Stored data:

PR #62, opened 2018-12-21
Support for RAUC v1.0

ejoerns:
This removes recipes for obsolete RAUC versions v0.3 and v0.4 and replaces them by the RAUC v1.0 recipe.


ejoerns:
@OnkelUlla You're right, I missed an 'is' and wrote '1.0' where '0.4' was meant. Fixed and also clarified the prior 'which' by replacing it with 'The v1.0 version'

Task prompt: Go through the material and report each line that holds the string "RAUC".

Answer space:
Support for RAUC v1.0
This removes recipes for obsolete RAUC versions v0.3 and v0.4 and replaces them by the RAUC v1.0 recipe.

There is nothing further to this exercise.